◆ Task objective: Only lines containing "cursor" belong in the answer, each copied from the entries below.

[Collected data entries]
****************************************
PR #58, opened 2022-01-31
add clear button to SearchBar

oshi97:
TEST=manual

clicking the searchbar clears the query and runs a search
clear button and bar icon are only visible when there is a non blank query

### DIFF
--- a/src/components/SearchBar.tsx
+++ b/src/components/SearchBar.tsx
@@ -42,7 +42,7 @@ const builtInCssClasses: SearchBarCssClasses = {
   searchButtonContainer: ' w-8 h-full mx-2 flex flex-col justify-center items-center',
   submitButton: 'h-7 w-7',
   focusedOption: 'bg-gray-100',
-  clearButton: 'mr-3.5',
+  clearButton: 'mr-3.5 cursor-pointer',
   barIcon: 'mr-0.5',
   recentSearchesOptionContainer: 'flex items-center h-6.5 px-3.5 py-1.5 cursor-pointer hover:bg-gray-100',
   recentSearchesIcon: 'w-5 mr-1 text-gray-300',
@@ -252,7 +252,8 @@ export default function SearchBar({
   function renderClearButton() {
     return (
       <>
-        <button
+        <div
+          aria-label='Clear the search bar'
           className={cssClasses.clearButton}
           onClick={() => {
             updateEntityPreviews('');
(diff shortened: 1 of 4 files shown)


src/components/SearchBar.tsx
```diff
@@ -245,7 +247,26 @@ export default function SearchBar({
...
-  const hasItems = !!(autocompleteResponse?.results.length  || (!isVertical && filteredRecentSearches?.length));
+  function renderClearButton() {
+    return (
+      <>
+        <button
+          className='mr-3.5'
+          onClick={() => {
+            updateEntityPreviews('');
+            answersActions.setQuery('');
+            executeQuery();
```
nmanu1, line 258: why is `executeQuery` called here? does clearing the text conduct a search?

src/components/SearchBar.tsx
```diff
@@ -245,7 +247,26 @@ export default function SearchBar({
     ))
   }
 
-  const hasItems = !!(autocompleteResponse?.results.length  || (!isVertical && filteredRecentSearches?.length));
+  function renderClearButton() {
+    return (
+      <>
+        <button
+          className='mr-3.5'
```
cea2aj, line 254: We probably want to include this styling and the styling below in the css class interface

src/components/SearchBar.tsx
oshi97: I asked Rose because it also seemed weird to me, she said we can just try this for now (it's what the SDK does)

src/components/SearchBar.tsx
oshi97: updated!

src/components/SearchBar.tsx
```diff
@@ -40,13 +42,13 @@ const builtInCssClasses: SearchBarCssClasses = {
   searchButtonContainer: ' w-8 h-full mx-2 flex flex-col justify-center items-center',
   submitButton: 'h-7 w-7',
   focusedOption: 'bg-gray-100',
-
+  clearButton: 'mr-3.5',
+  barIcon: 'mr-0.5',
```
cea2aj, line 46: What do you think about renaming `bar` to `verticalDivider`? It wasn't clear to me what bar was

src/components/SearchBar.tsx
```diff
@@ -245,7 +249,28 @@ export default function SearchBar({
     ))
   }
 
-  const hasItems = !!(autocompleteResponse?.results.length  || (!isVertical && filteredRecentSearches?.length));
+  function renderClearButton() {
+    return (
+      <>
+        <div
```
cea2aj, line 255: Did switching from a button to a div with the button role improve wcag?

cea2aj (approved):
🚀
****************************************
◆ Written reply:
+  clearButton: 'mr-3.5 cursor-pointer',
   recentSearchesOptionContainer: 'flex items-center h-6.5 px-3.5 py-1.5 cursor-pointer hover:bg-gray-100',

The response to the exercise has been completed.